Assignment 5 – Artificial Neural Networks with Weka

Due: Start of Class on 07/27/05

One area that neural networks have been successful in has been pattern recognition. There is a file, prepared for Weka, on my www page – CharRecognition.arff that has simulated lower case ‘h’s and non-h’s. If you want to visualize how these 1’s and 0’s in the file represent h’s and non-h’s, look at the ‘picts’ tab in the CharRecognition.xls file. It has all of the h’s and some of the non-h’s (some of the non-h’s are just random patterns of 1’s and 0’s.) (Actually the bottom h’s are actually in the later file discussed below) .

Task:

Initial Experiment

· Run the Weka software MultilayerPerceptron Classifier (with default options) on the data file. Save the results (right click on the result on the Result list, choose Save and specify the file name)

· Turn in this results file, and answer the following questions:

a. What do you think the “chance” probability of getting a prediction correct is in this problem? Explain.

b. Do you think that the programs’ accuracy is significantly better/worse than “chance”? Explain.

c. Would you consider the neural net’s performance to be good? Explain.

d. Look at the model built by the neural net. How useful do you think it is for explaining results to the user?

Follow-up Experiments

Run Weka IBk (Instance-based with K nearest neighrbors) with several levels of K (number of neighbors)
Questions:

a. How do the results with IBk compare to the neural network?

Different Data

· Load the data file CharRecognitionWShifts. In this data, some of the h’s have been shifted left or right. This should make the problem more difficult as some h’s may have 1’s in many different locations than other h’s. See the bottom 6 picts in the xls file.

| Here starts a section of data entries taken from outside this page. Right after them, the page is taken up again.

PR #5, opened 2024-02-19
New system test with end-to-end session execution

daabr:
The new test - `systest/testdata/workflows/builtin_funcs.txtar` - has a dual purpose:

1. (The first but not only) automated test of end-to-end execution via AK
2. Test the functionality of AK built-in functions, which are non-standard but loaded automatically in Starlark

Two commands were added to the systest:

1. `http get|post`
2. `wait` (for a specific session to have the state `COMPLETED` or `ERROR`)

Note that this test possibly uncovers flakiness in AK's HTTP connection, which needs to be investigated further. So I'm adding the test to this PR, but for now skipping it in `make test-unit` - so we can manually run it anywhere, but without suffering from CI flakiness.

· Run the Weka software MultilayerPerceptron Classifier (with default options) on the new data file. Save the results.

· Turn in this results file, and answer the following questions:

a. Do you think performance (accuracy) on this task was significantly worse than on the original data? Explain.

b. One might have expected that accuracy would have been really badly affected on this harder dataset. Why do you think that it was not?

Turn In:

· Softcopies of your results files (preferably named something related to them + you)

· Answers to all questions above (either hard or soft copy).

NOTE:

I expect that this should be able to be completed in class. But, if necessary, the Weka Tool is free-ware and can be downloaded from http://www.cs.waikato.ac.nz/~ml/weka/ . Look for Windows and the appropriate choice based on whether you already have the Java VM or not)
Weka is a great tool. Anybody interested in data mining who has space on their PC should get it.